* _Your assignment_
Please report how many lines below contain "called", writing nothing except the number.

[Items from a dataset]
● ● ● ●

PR #1495, opened 2024-11-08
Add cron service

Virgil993:
# Pull Request Template

## Type of change

-   [x] 🍕 New feature

## Description

This PR adds the cron service to the yaml file and handles the local and deploy flows for crons that use genezio functions

## Checklist


src/commands/deploy/genezio.ts
```diff
@@ -230,6 +234,55 @@ export async function genezioDeploy(options: GenezioDeployOptions) {
...
+                    });
+                    cronFound = true;
+                    break;
+                }
+            }
+            if (!cronFound) {
+                throw new UserError(
+                    `Function ${yamlFunctionName} not found in the deployed functions. Please make sure the function is deployed before adding it to the cron.`,
+                );
+            }
```
andreia-oca, line 267: This is too much logic here to prevent registering a cron without a function.

It would be better to attempt to register the cron and let the backend fail if there is no function deployed.

This will simplify a lot this code and improve performance (no need to fetch all the functions, iterate through them etc.)

Please rewrite this section with this philosophy in mind.

src/commands/deploy/genezio.ts
```diff
@@ -230,6 +234,55 @@ export async function genezioDeploy(options: GenezioDeployOptions) {
...
+            throw new UserError("Something went wrong while syncing the cron jobs.");
+        });
+    } else {
+        await syncCrons({
+            projectName: projectName,
+            stageName: options.stage || "prod",
+            crons: [],
+        }).catch(() => {
+            throw new UserError("Something went wrong while syncing the cron jobs.");
+        });
```
andreia-oca, line 283: I am bit confused here - what should `syncCrons` do and why is it called twice?

andreia-oca: And also the errors messages should be improved - `Something went wrong` is not helping the user to find a solution - what he/she should do? Try to redeploy, try to debug, file an issue on github, contact support?

src/commands/local.ts
```diff
@@ -1051,6 +1055,49 @@ function startCronJobs(
         }
     }
 
+    if (yamlProjectConfiguration.services && yamlProjectConfiguration.services.crons) {
+        for (const cronService of yamlProjectConfiguration.services.crons) {
+            const functionName = await evaluateResource(
+                yamlProjectConfiguration,
+                cronService.function,
+                "local",
```
vladiulianbogdan, line 1063: what is this "local"?

src/commands/local.ts
```diff
@@ -1051,6 +1055,49 @@ function startCronJobs(
...
+                undefined,
+                {
+                    isLocal: true,
+                    port: port,
+                },
+            );
+            const endpoint = cronService.endpoint?.replace(/^\//, "");
+            const cronString = cronService.schedule;
+            const baseURL = `http://localhost:${port}/.functions/function-${functionName}`;
```
vladiulianbogdan, line 1072: I think this is prone to error in the future. If we change the `genezio local` command implementation and we serve the functions from a different link, this is very likely to be broken. The developer who will do that is likely to forget to change also here.

vladiulianbogdan (approved):

src/commands/deploy/genezio.ts
vladiulianbogdan: Probably it's called twice to remove the existing crons, if there are any.

src/utils/yaml.ts
```diff
@@ -10,3 +11,16 @@ export function generateRandomSubdomain(): string {
...
+export function isUnique(units: YamlCron[] | YamlFunction[], fieldName: FieldName): boolean {
+    const unitMap = new Map<string, string>();
+    for (const unit of units || []) {
+        if (unitMap.has(unit[fieldName])) {
+            return false;
+        }
+        unitMap.set(unit[fieldName], unit[fieldName]);
+    }
+    return true;
+}
```
andreia-oca, line 26: This method should be more general and flexible - ideally we would want to call it:
```
isUnique(anyZodArray, anyFieldName);
```

To achieve this you can change the following:
- use generic types instead of FieldName, YamlCron, YamlFunction. This should do the trick:
```
export function isUnique<T>(array: T[] | undefined, fieldName: keyof T): boolean 
```

- I think a Set instead of a Map makes more sense in this case (it's a tad more optimal because we will add a single value and the Set will automatically reject duplicate values)
```
export function isUnique<T>(units: T[] | undefined, field: keyof T): boolean {
    const unitSet = new Set<T[keyof T]>();
    ...
   unitSet.add(unit[fieldName]);
   ...
}
```

andreia-oca (approved):
Great job - this looks much more clean and readable now.

I have a few small improvements requests here and there, other than that it's good to be merged 🎉

PR #1498, opened 2024-11-08
Improve getting the entryfile for backends

andreia-oca:
# Pull Request Template

## Type of change

-   [ ] 🍕 New feature
-   [ ] 🐛 Bug Fix
-   [ ] 🔥 Breaking change
-   [x] 🧑‍💻 Improvement

## Description

Instead of assuming `packageJson.main` or `index.mjs` is the entryfile name, search for it in a grep recursive style.

When the first suitable candidate is found, we stop the search.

● ● ● ●

* _Solution for this exercise_
2